Inheritance: A Memoir of Genealogy,
Paternity, and Love by Dani Shapiro
Knopf, 2019; 252 pp
Reviewed by Sarah J. Schlosser
I’ve read Dani Shapiro before; Still Writing is probably one of my favorite memoirs of the writing life on my shelf. But her latest memoir, Inheritance: A Memoir of Genealogy, Paternity, and Love, touched me in a way that I didn’t expect. I knew the premise: Shapiro took a genetic test on suggestion from her husband and was surprised to find out her parents were not who they said they were. However, the memoir does not stop at mistaken ancestry; Shapiro cannot help but demonstrate how our intuition works to assert us, how decades of doubt can be inherited as well as decades of assumption. Shapiro had spent over fifty years sitting in discomfort and doubt with “facts” she had no reason to doubt, and, with the communication of results compared with her half-sister, confirms that doubt, even though she was not seeking out the confirmation when she took the test.

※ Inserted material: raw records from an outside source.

PR #2900, opened 2018-11-06
fix(cli-service): do not log absolute baseUrl in terminal, close #2877

### LINKED ISSUE #2877: baseUrl should handle full urls
Per the docs, "The base URL your application bundle will be deployed at. This is the equivalent of webpack's output.publicPath". In the [webpack docs](https://webpack.js.org/configuration/output/#output-publicpath) it's clear full urls are valid, one of the examples is 'https://cdn.example.com/assets/'.

From the [docs for `devServer.publicPath`](https://webpack.js.org/configuration/dev-server/#devserver-publicpath-): "It is also possible to use a full URL. This is necessary for Hot Module Replacement." The point about HMR is clear when you look at [issue 2525](https://github.com/vuejs/vue-cli/issues/2525#issuecomment-421573105), where the HMR is using the wrong URL for updates.

Setting `baseUrl` to a full URL results in a message from `vue-cli-service serve` such as:

>   App running at:
>  - Local:   https://localhost:8443/https://other-address.local/

It *does* fix the HMR issue, since it plumbs down correctly, but `vue-cli` isn't treating it as the full URL that it is.

If `baseUrl` is the equivalent of webpack's `output.publicPath` as the docs say, then it must correctly handle full URLs. Otherwise they are not equivalent.

N/A

jkzing:
#2877

### DIFF
--- a/packages/@vue/cli-service/lib/commands/serve.js
+++ b/packages/@vue/cli-service/lib/commands/serve.js
@@ -42,6 +42,7 @@ module.exports = (api, options) => {
     const prepareProxy = require('../util/prepareProxy')
     const launchEditorMiddleware = require('launch-editor-middleware')
     const validateWebpackConfig = require('../util/validateWebpackConfig')
+    const isAbsoluteUrl = require('../util/isAbsoluteUrl')
 
     // resolve webpack config
     const webpackConfig = api.resolveWebpackConfig()
@@ -89,7 +90,7 @@ module.exports = (api, options) => {
       protocol,
       host,
       port,
-      options.baseUrl
+      isAbsoluteUrl(options.baseUrl) ? '/' : options.baseUrl
     )
 
     const proxySettings = prepareProxy(
--- a/packages/@vue/cli-service/lib/util/isAbsoluteUrl.js
+++ b/packages/@vue/cli-service/lib/util/isAbsoluteUrl.js
@@ -1,0 +1,4 @@
+module.exports = function isAbsoluteUrl (url) {
+  // A URL is considered absolute if it begins with "<scheme>://" or "//"
+  return /^([a-z][a-z\d\+\-\.]*:)?\/\//i.test(url)
+}


packages/@vue/cli-service/lib/commands/serve.js
```diff
@@ -89,7 +90,7 @@ module.exports = (api, options) => {
       protocol,
       host,
       port,
-      options.baseUrl
+      isAbsoluteUrl(options.baseUrl) ? '/' : options.baseUrl
```
LinusBorg: Won't that break for `baseUrl: http://localhost:8081/someBasePath/` ?

jkzing: Set baseUrl to `http://localhost:8081/someBasePath/` doesn't mean to start the dev-server on `localhost:8081`, the dev-server would still be started on `${host}:${port}`.

LinusBorg: Sure, but doesn't the console now say " go to host: port/" even though people would have to go to "localhost:port/baseurl"?

I'm honestly confused because paths and hosts in webpack can be confusing as hell to me

jkzing: Consider those two cases here:

1. Asset files (js/css/img) are served by `webpack-dev-server` (eg. localhost:8080), and user uses a reverse proxy to access the **html** (eg. localhost:3000/app/). In this case, `baseUrl` should be set to `http://localhost:8080/`, but user need to open `http://localhost:3000/app/` in browser.

2. Asset files (js/css/img) are served by `webpack-dev-server` (eg. localhost:8080), and user uses a reverse proxy to access the **asset files** (eg. localhost:3000/assets/). In this case, `baseUrl` should be set to `http://localhost:3000/assets/`, and user need to go to `http://localhsot:8080` in browser.

What I want to say is, we cannot infer which url should user open in browser if user set `baseUrl` to a absolute url. What we can do is tell user "we have started your dev-server on localhost:8080"... 

And, yes it is confusing. 😂

LinusBorg: Awesome, that was very helpful. Thanks.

That previously doubted intuition is what Shapiro utilizes when she starts the search for her true genetic history, even though the reader sees her cross back into doubting herself several times in the journey of discovery. Shapiro not only has to bridge the genetic truth, but a religious one, crossing from a strong Jewish heritage and continuing lineage with her son into finding herself reconciling her new discovery with Christianity. This beginning line of identity reaches out into other possible recklessness in not knowing her family’s secret: were there heredity health conditions at stake? Would she give herself away, and her new-found family away, in her mere mannerisms? Sorting the discovery itself, the path of finding family, and continuing to serve her work obligations, Shapiro does her best to set the record straight with medical professionals, including pain management for the stress of “shouldering” these events. At one point she visits an acupuncturist, who helps with the procedure and with her mental struggle:
“Do you know the three great spiritual questions?”he asked . . . I lay on that table for what seemed like hours. Hanging on the wall next to me were several Eastern medicine diagrams of the human body. . . . Fine lines and and arrows dipped and swirled in elaborate patterns and channels that I found at once disconcerting and comforting. How had I lived my life without being able to answer that first and most fundamental of all questions: Who am I? Without the answer, how could I possibly have fully moved on to the others? Why am I here? . . . This was the challenge that had been set down at my feet. How shall I live?
Should the reader take a genetic test? That question is never posed by Shapiro. Her questions and her struggles still manage to stay universal for any number of applications. Did you doubt the calling that someone else had for you? Did you feel that something was off with a lifestyle choice? Did you try to blend in with something you could not possibly sustain blending in with? Shapiro gives credence to individual intuition and the quest to live as authentically as possible, in spite of how that instinct disrupts the world that others have created, or that the individual has bought into for the sake of family. This memoir is not only brave, but it gives courage license to the reader to embrace, in challenging environments of their own.